Shroud of Turin syncs

Last night I read not one but two references to (what I thought was) the Shroud of Turin in The Peyote Dance by Antonin Artaud -- not the sort of thing you expect in a French artist's tales of his travels in Mexico.

And an impression of the true face of Christ was shown them [the Tarahumara Indians], the same one that was imprinted on the veil of St. Veronica in the march toward Golgotha; and after mysteriously conferring, the priests of Tutuguri came and told me that this was indeed his face, and that it was in this form that the Son of God had once appeared to the ancestors of their fathers (p. 73).

[It] is He, the Word of God, whom the Tarahumara worship, as I was able to observe in the Rite of Tutuguri which takes place exactly at the rising of the Sun. And they themselves recognized this and told me so when two impressions of the Face of Christ were shown them. One on the Veil of Saint Veronica, the other on an Image taken at another moment of His Passion, and in which His True Face is perfectly recognizable (p. 97).

Looking it up now, for this post, I find that the Veil of Veronica is actually distinct from the Shroud of Turin, though they obviously have a lot in common. Each is a cloth on which the True Face of Jesus is supposed to have been imprinted by supernatural means.

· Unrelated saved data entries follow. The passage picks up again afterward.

PR #716, opened 2017-05-07
Add Install-VSCode.ps1 script

daviwil:
This change adds a new script that can be used to install Visual Studio
Code and the PowerShell extension.  The intent is for this script to be
shipped to the PowerShell Gallery so that one can easily get the script
and install VS Code in a single line of PowerShell.

### DIFF
--- a/scripts/Install-VSCode.ps1
+++ b/scripts/Install-VSCode.ps1
@@ -1,0 +1,111 @@
+<#
+.SYNOPSIS
+    Installs Visual Studio Code, the PowerShell extension, and optionally
+    a list of additional extensions.
+
+.DESCRIPTION
+    This script can be used to easily install Visual Studio Code and the
+    PowerShell extension on your machine.  You may also specify additional
+    extensions to be installed using the -AdditionalExtensions parameter.
+    The -LaunchWhenDone parameter will cause VS Code to be launched as
+    soon as installation has completed.
+
+    Please contribute improvements to this script on GitHub!
+
+    https://github.com/PowerShell/vscode-powershell/blob/develop/scripts/Install-VSCode.ps1
+
+.PARAMETER AdditionalExtensions
+    An array of strings that are the fully-qualified names of extensions to be
+    installed in addition to the PowerShell extension.  The fully qualified
+    name is formatted as "<publisher name>.<extension name>" and can be found
+    next to the extension's name in the details tab that appears when you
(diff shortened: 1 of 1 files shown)


daviwil:
Would definitely appreciate some feedback on the quality of this script!

dfinke:
Uninstalled both the current and insiders vs code versions. Ran the script, worked like a charm. I'll try again and make sure the PSES ext is not installed too.

image

scripts/Install-VSCode.ps1
```diff
@@ -0,0 +1,111 @@
...
+    IMPLIED, INCLUDING BUT NOT LIMITED TO THE WARRANTIES OF MERCHANTABILITY,
+    FITNESS FOR A PARTICULAR PURPOSE AND NONINFRINGEMENT. IN NO EVENT SHALL THE
+    AUTHORS OR COPYRIGHT HOLDERS BE LIABLE FOR ANY CLAIM, DAMAGES OR OTHER
+    LIABILITY, WHETHER IN AN ACTION OF CONTRACT, TORT OR OTHERWISE, ARISING FROM,
+    OUT OF OR IN CONNECTION WITH THE SOFTWARE OR THE USE OR OTHER DEALINGS IN THE
+    SOFTWARE.
+#>
+[CmdletBinding()]
+param(
+    [Parameter(Mandatory=$false)]
```
rkeithhill: I usually don't bother specifying Mandatory=$false since that is the default.  Other than that LGTM.

daviwil: Ahhh yep, thanks!

daviwil:
Thanks guys!

adamrushuk:
Although this worked initially, I tried uninstalling the PowerShell Extension **before** uninstalling VSCode, and this time got this error which left VSCode installed without the PowerShell Extension:
image

daviwil:
Argh, yeah, VS Code has this weird thing where they need to update their internal extension metadata by restarting the editor.  If you uninstall the extension and close the editor then try to reinstall the extension via command line, VS Code throws up.  Not sure if there's a way around that yet, but I'll see what I can figure out.

Thanks for letting me know!

adamrushuk:
Ah that was my bad then as I didn't restart code before uninstalling during the test.
It worked as expected once I did the above, but struggled to delete the previously downloaded "vscode-stable.exe" file in $env:TEMP. That looks like a known issue though, so I manually deleted before the successful test shown below:

image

Shortly after reading the above references in Artaud, I checked a few blogs and read Laeth's April 4 post "The Storyteller," a short story about a man who sells fake relics, making up fanciful stories about them in order to attract buyers. One of these apparently turns out to be the Shroud of Turin or some similar relic: "a piece of cloth, stained with blood and with a clear imprint of a face." The storyteller gets the idea of telling the story that "the cloth was the burial shroud of the son of the highest god" but hesitates, thinking it is "usually safer to go with lesser gods, smaller saints, more trivial personages." Later, not to spoil too much of the story, an angel informs him that "this time what you imagined is the real story, that is indeed the cloth which covered the body of our lord Jesus of Nazareth."

Today, for fairly random reasons (following a trail of links beginning with an article on a controversial psychotherapy technique I had heard mentioned in passing), I started reading the 1996 novel Nostradamus Ate My Hamster by Robert Rankin, an author I have never read or even really heard of before. In the opening pages, we are introduced to a pagan bartender whose regular customers have made it a tradition to give him "trinkets of a Christian nature" as Christmas presents every year as a sort of running joke. Going by the examples given, these trinkets mostly turn out to be fake relics of the sort featured in Laeth's story, including one with the image from the Shroud of Turin:

Last year he had received, amongst other things, a full-length bath towel, printed with the image of The Turin Shroud, which did little to enhance the post-tub rub down; several more nails from the true cross, that didn't match any of the others he already had in his drawer; an aftershave bottle containing the Virgin's tears and a genuine piece of Mother Kelly's Doorstep (this from a dyslexic).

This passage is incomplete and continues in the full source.